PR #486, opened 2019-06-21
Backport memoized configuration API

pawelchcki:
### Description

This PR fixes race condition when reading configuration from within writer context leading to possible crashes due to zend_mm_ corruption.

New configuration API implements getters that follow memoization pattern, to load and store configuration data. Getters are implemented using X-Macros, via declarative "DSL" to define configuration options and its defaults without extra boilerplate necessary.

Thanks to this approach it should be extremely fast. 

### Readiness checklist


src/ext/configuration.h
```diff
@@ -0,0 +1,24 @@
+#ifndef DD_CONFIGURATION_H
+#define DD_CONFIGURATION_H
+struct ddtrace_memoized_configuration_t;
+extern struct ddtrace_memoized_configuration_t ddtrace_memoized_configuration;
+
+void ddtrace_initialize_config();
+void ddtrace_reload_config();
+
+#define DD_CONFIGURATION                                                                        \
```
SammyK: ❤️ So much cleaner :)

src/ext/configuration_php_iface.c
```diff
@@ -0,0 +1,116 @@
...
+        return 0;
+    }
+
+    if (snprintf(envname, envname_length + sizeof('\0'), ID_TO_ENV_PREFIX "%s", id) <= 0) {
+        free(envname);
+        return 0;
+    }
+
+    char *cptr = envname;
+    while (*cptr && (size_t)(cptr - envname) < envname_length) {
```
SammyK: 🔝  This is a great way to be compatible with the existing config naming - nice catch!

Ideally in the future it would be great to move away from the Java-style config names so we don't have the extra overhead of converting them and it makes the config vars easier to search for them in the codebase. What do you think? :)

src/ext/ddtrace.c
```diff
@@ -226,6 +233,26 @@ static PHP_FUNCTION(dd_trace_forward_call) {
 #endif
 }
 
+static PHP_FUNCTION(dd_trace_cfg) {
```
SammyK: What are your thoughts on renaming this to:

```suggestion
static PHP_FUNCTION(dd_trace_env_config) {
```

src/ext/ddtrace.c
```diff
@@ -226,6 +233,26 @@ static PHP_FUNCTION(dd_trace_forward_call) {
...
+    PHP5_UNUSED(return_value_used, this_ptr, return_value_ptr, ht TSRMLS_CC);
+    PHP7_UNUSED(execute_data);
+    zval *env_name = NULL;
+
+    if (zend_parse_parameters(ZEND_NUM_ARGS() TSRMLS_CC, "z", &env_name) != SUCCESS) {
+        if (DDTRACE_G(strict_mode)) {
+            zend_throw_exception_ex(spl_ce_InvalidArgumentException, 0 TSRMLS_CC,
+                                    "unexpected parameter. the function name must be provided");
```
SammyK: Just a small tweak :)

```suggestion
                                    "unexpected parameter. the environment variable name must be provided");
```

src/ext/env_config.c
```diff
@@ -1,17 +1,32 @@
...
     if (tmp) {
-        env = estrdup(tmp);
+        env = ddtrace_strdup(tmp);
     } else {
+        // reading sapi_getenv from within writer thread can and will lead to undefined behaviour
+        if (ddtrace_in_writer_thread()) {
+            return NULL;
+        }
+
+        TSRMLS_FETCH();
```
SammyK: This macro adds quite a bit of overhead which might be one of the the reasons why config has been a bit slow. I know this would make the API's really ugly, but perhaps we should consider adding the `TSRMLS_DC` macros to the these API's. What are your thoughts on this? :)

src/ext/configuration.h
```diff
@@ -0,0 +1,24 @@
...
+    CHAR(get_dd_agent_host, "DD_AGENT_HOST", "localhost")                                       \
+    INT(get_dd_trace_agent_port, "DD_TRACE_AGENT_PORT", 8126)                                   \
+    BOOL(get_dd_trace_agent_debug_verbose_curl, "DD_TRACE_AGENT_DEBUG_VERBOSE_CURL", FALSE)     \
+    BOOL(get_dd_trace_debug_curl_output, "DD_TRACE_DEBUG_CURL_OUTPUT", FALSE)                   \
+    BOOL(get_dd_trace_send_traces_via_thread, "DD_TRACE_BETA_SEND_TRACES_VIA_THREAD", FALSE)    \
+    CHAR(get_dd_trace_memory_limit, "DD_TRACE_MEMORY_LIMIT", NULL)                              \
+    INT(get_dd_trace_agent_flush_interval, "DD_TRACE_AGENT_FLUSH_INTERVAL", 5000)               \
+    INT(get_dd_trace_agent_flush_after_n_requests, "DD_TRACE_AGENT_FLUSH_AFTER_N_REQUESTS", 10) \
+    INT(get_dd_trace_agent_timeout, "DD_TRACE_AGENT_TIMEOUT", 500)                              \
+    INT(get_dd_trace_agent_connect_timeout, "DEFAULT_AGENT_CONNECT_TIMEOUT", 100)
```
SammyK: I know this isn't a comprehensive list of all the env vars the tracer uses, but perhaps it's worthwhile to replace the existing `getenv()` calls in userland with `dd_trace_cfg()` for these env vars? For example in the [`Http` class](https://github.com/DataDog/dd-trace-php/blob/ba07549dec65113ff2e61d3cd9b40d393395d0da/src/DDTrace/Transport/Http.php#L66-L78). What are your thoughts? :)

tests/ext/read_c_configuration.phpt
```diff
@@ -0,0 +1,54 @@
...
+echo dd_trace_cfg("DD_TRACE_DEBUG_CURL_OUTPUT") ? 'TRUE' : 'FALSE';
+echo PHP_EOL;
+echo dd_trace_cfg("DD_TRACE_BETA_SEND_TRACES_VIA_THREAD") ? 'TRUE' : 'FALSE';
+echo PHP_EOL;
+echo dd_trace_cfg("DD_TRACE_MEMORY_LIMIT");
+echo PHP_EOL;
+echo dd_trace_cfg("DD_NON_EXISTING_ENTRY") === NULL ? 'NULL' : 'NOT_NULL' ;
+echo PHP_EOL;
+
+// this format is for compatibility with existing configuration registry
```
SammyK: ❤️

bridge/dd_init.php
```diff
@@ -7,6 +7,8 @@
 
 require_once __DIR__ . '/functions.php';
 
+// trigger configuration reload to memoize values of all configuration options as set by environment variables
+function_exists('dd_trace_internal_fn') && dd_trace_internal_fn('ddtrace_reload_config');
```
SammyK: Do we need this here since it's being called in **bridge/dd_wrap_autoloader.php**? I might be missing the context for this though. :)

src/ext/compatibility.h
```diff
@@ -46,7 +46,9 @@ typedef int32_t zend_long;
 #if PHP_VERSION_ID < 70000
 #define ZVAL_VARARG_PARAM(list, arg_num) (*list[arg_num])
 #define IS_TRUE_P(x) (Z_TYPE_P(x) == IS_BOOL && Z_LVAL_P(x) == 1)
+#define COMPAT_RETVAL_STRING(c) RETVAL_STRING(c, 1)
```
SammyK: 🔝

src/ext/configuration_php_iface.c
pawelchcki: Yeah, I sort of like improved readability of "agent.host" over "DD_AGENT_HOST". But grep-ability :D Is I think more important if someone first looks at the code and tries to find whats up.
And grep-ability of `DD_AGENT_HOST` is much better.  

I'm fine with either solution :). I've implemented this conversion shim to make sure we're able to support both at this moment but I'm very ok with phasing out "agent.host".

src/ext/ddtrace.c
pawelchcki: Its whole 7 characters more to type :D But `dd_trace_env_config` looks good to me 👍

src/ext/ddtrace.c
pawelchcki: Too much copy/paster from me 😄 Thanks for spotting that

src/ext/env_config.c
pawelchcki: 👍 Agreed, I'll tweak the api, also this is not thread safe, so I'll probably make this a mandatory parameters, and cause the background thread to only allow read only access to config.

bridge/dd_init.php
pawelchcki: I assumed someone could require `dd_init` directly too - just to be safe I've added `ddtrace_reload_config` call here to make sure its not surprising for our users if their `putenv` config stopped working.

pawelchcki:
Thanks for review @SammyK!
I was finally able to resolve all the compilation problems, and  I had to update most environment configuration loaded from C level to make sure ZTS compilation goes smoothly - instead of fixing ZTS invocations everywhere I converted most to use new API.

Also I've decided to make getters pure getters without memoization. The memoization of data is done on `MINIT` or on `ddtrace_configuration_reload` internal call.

____

▶ EXERCISE DETAILS
Each entry above is to be copied out exactly.

▶ SOLUTION FOR THIS PROBLEM
PR #486, opened 2019-06-21
Backport memoized configuration API

pawelchcki:
### Description

This PR fixes race condition when reading configuration from within writer context leading to possible crashes due to zend_mm_ corruption.

New configuration API implements getters that follow memoization pattern, to load and store configuration data. Getters are implemented using X-Macros, via declarative "DSL" to define configuration options and its defaults without extra boilerplate necessary.

Thanks to this approach it should be extremely fast. 

### Readiness checklist


src/ext/configuration.h
```diff
@@ -0,0 +1,24 @@
+#ifndef DD_CONFIGURATION_H
+#define DD_CONFIGURATION_H
+struct ddtrace_memoized_configuration_t;
+extern struct ddtrace_memoized_configuration_t ddtrace_memoized_configuration;
+
+void ddtrace_initialize_config();
+void ddtrace_reload_config();
+
+#define DD_CONFIGURATION                                                                        \
```
SammyK: ❤️ So much cleaner :)

src/ext/configuration_php_iface.c
```diff
@@ -0,0 +1,116 @@
...
+        return 0;
+    }
+
+    if (snprintf(envname, envname_length + sizeof('\0'), ID_TO_ENV_PREFIX "%s", id) <= 0) {
+        free(envname);
+        return 0;
+    }
+
+    char *cptr = envname;
+    while (*cptr && (size_t)(cptr - envname) < envname_length) {
```
SammyK: 🔝  This is a great way to be compatible with the existing config naming - nice catch!

Ideally in the future it would be great to move away from the Java-style config names so we don't have the extra overhead of converting them and it makes the config vars easier to search for them in the codebase. What do you think? :)

src/ext/ddtrace.c
```diff
@@ -226,6 +233,26 @@ static PHP_FUNCTION(dd_trace_forward_call) {
 #endif
 }
 
+static PHP_FUNCTION(dd_trace_cfg) {
```
SammyK: What are your thoughts on renaming this to:

```suggestion
static PHP_FUNCTION(dd_trace_env_config) {
```

src/ext/ddtrace.c
```diff
@@ -226,6 +233,26 @@ static PHP_FUNCTION(dd_trace_forward_call) {
...
+    PHP5_UNUSED(return_value_used, this_ptr, return_value_ptr, ht TSRMLS_CC);
+    PHP7_UNUSED(execute_data);
+    zval *env_name = NULL;
+
+    if (zend_parse_parameters(ZEND_NUM_ARGS() TSRMLS_CC, "z", &env_name) != SUCCESS) {
+        if (DDTRACE_G(strict_mode)) {
+            zend_throw_exception_ex(spl_ce_InvalidArgumentException, 0 TSRMLS_CC,
+                                    "unexpected parameter. the function name must be provided");
```
SammyK: Just a small tweak :)

```suggestion
                                    "unexpected parameter. the environment variable name must be provided");
```

src/ext/env_config.c
```diff
@@ -1,17 +1,32 @@
...
     if (tmp) {
-        env = estrdup(tmp);
+        env = ddtrace_strdup(tmp);
     } else {
+        // reading sapi_getenv from within writer thread can and will lead to undefined behaviour
+        if (ddtrace_in_writer_thread()) {
+            return NULL;
+        }
+
+        TSRMLS_FETCH();
```
SammyK: This macro adds quite a bit of overhead which might be one of the the reasons why config has been a bit slow. I know this would make the API's really ugly, but perhaps we should consider adding the `TSRMLS_DC` macros to the these API's. What are your thoughts on this? :)

src/ext/configuration.h
```diff
@@ -0,0 +1,24 @@
...
+    CHAR(get_dd_agent_host, "DD_AGENT_HOST", "localhost")                                       \
+    INT(get_dd_trace_agent_port, "DD_TRACE_AGENT_PORT", 8126)                                   \
+    BOOL(get_dd_trace_agent_debug_verbose_curl, "DD_TRACE_AGENT_DEBUG_VERBOSE_CURL", FALSE)     \
+    BOOL(get_dd_trace_debug_curl_output, "DD_TRACE_DEBUG_CURL_OUTPUT", FALSE)                   \
+    BOOL(get_dd_trace_send_traces_via_thread, "DD_TRACE_BETA_SEND_TRACES_VIA_THREAD", FALSE)    \
+    CHAR(get_dd_trace_memory_limit, "DD_TRACE_MEMORY_LIMIT", NULL)                              \
+    INT(get_dd_trace_agent_flush_interval, "DD_TRACE_AGENT_FLUSH_INTERVAL", 5000)               \
+    INT(get_dd_trace_agent_flush_after_n_requests, "DD_TRACE_AGENT_FLUSH_AFTER_N_REQUESTS", 10) \
+    INT(get_dd_trace_agent_timeout, "DD_TRACE_AGENT_TIMEOUT", 500)                              \
+    INT(get_dd_trace_agent_connect_timeout, "DEFAULT_AGENT_CONNECT_TIMEOUT", 100)
```
SammyK: I know this isn't a comprehensive list of all the env vars the tracer uses, but perhaps it's worthwhile to replace the existing `getenv()` calls in userland with `dd_trace_cfg()` for these env vars? For example in the [`Http` class](https://github.com/DataDog/dd-trace-php/blob/ba07549dec65113ff2e61d3cd9b40d393395d0da/src/DDTrace/Transport/Http.php#L66-L78). What are your thoughts? :)

tests/ext/read_c_configuration.phpt
```diff
@@ -0,0 +1,54 @@
...
+echo dd_trace_cfg("DD_TRACE_DEBUG_CURL_OUTPUT") ? 'TRUE' : 'FALSE';
+echo PHP_EOL;
+echo dd_trace_cfg("DD_TRACE_BETA_SEND_TRACES_VIA_THREAD") ? 'TRUE' : 'FALSE';
+echo PHP_EOL;
+echo dd_trace_cfg("DD_TRACE_MEMORY_LIMIT");
+echo PHP_EOL;
+echo dd_trace_cfg("DD_NON_EXISTING_ENTRY") === NULL ? 'NULL' : 'NOT_NULL' ;
+echo PHP_EOL;
+
+// this format is for compatibility with existing configuration registry
```
SammyK: ❤️

bridge/dd_init.php
```diff
@@ -7,6 +7,8 @@
 
 require_once __DIR__ . '/functions.php';
 
+// trigger configuration reload to memoize values of all configuration options as set by environment variables
+function_exists('dd_trace_internal_fn') && dd_trace_internal_fn('ddtrace_reload_config');
```
SammyK: Do we need this here since it's being called in **bridge/dd_wrap_autoloader.php**? I might be missing the context for this though. :)

src/ext/compatibility.h
```diff
@@ -46,7 +46,9 @@ typedef int32_t zend_long;
 #if PHP_VERSION_ID < 70000
 #define ZVAL_VARARG_PARAM(list, arg_num) (*list[arg_num])
 #define IS_TRUE_P(x) (Z_TYPE_P(x) == IS_BOOL && Z_LVAL_P(x) == 1)
+#define COMPAT_RETVAL_STRING(c) RETVAL_STRING(c, 1)
```
SammyK: 🔝

src/ext/configuration_php_iface.c
pawelchcki: Yeah, I sort of like improved readability of "agent.host" over "DD_AGENT_HOST". But grep-ability :D Is I think more important if someone first looks at the code and tries to find whats up.
And grep-ability of `DD_AGENT_HOST` is much better.  

I'm fine with either solution :). I've implemented this conversion shim to make sure we're able to support both at this moment but I'm very ok with phasing out "agent.host".

src/ext/ddtrace.c
pawelchcki: Its whole 7 characters more to type :D But `dd_trace_env_config` looks good to me 👍

src/ext/ddtrace.c
pawelchcki: Too much copy/paster from me 😄 Thanks for spotting that

src/ext/env_config.c
pawelchcki: 👍 Agreed, I'll tweak the api, also this is not thread safe, so I'll probably make this a mandatory parameters, and cause the background thread to only allow read only access to config.

bridge/dd_init.php
pawelchcki: I assumed someone could require `dd_init` directly too - just to be safe I've added `ddtrace_reload_config` call here to make sure its not surprising for our users if their `putenv` config stopped working.

pawelchcki:
Thanks for review @SammyK!
I was finally able to resolve all the compilation problems, and  I had to update most environment configuration loaded from C level to make sure ZTS compilation goes smoothly - instead of fixing ZTS invocations everywhere I converted most to use new API.

Also I've decided to make getters pure getters without memoization. The memoization of data is done on `MINIT` or on `ddtrace_configuration_reload` internal call.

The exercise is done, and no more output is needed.